One of biggest problems on Wikipedia isn’t people maliciously submitting false content—the ecosystem actually moderates what can and can’t be posted with decent efficiency and deals with false information quickly. Instead, it's the third-party citations that Wikipedia relies on. Roughly 20 million links on Wikipedia and Wikimedia sites are added and changed each week. And when a link doesn’t work anymore, the veracity of information in the article can’t be proven.

But the Internet Archive has been actively working to address this problem. According to a blog posted Monday, the archive has spent the last five years backing up nearly 9 million links referenced in Wikipedia and close to 300 Wikimedia sites across 22 different languages. And since 2015, a software bot called IABot has been identifying woking links that can replace the broken ones.

“When broken links are discovered, IABot searches for archives in the Wayback Machine and other web archives to replace them with,” the blog post reads.

Image: Internet Archive

In the future, Internet Archive says that it plans to expand its efforts beyond Wikimedia sites and to other types of websites, e-books, and academic papers. After all, broken links aren’t just a problem on Wikipedia—they’re a problem across the internet at large. In 2013, The Atlantic found that 49 percent of the links cited in Supreme Court decisions are broken, for example.

The Internet Archive’s broken link archiving could prove especially important in terms of Wikipedia’s fact-checking capacity on YouTube. Earlier this year, YouTube CEO Susan Wojcicki announced (without warning Wikipedia) that the site would provide links to Wikipedia articles on videos that have content related to conspiracy theories, a prevalent issue on the site.

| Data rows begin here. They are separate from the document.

Issue #219, opened 2014-06-12
Exclude annotation


rlogiacco:
If an exclude annotation with RUNTIME retention policy is added users could easily determine methods to skip in code coverage, an example being generated code/classes.
I'm willing to contribute a patch if the approach is considered valid.

PR #330, opened 2015-06-27
For format version mismatches, report version number in a human friendly way

somechris:
Version numbers have been reported as hex string, but without any hex
string marker. So effectively when seeing a mismatch reported around
version '1006', it came down to version '0x1006', which is version
4102 in decimal. Those high format version numbers and mismatch in hex
vs. decimal was confusing.
Hence, we now get rid of the byte-marker 0x1000, and report the format
version as plain decimal.
Thereby, nice low format versions get reported. And the confusion
between (markerless) hex and decimal is gone.

What is 0x1007 format version on-disk, is now reported as version 7.
What is 0x1006 format version on-disk, is now reported as version 6.

### DIFF
--- a/org.jacoco.core.test/src/org/jacoco/core/data/ExecutionDataReaderWriterTest.java
+++ b/org.jacoco.core.test/src/org/jacoco/core/data/ExecutionDataReaderWriterTest.java
@@ -113,7 +113,7 @@ public class ExecutionDataReaderWriterTest {
 		assertEquals(0x01, 0xFF & header[0]);
 		assertEquals(0xC0, 0xFF & header[1]);
 		assertEquals(0xC0, 0xFF & header[2]);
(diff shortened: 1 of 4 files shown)


Godin:
IMO this relates to #319

Godin:
@somechris I didn't get why "6" or "7" is more user-friendly and less misleading than any other numbers like "1006" and "1007"? In both cases remediation action is unknown, when user receives such internal version format number, which is IMO root of the problem.

somechris:
Thanks for the pointer. You're right, they are definitely related.
I'll respond on #319 to your questions, so all the discussion is in one place.

marchof:
@somechris In a separate PR #219 I fixed the error message and created a specialized IOException. Though the decission that we write version numbers as hex strings and started with version 0x1001 I decided not to hide this fact in the error message. But version numbers are now properly written as hex literals (0x1007).

Thankf for your support!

However, there are limits to the effectiveness of archiving. In April, NBC anchor Joy Reid claimed that the Internet Archive had been hacked and manipulated to display posts on her former blog which she claims that she didn’t write. Internet Archive denied that any hack occurred. However, as we wrote at the time, the incident highlighted limits to web archiving, because many sites are only backed up to a single archive (usually the Internet Archive’s Wayback Machine.) For instance, certain archived pages can appear incomplete on the Wayback Machine due to issues with Javascript.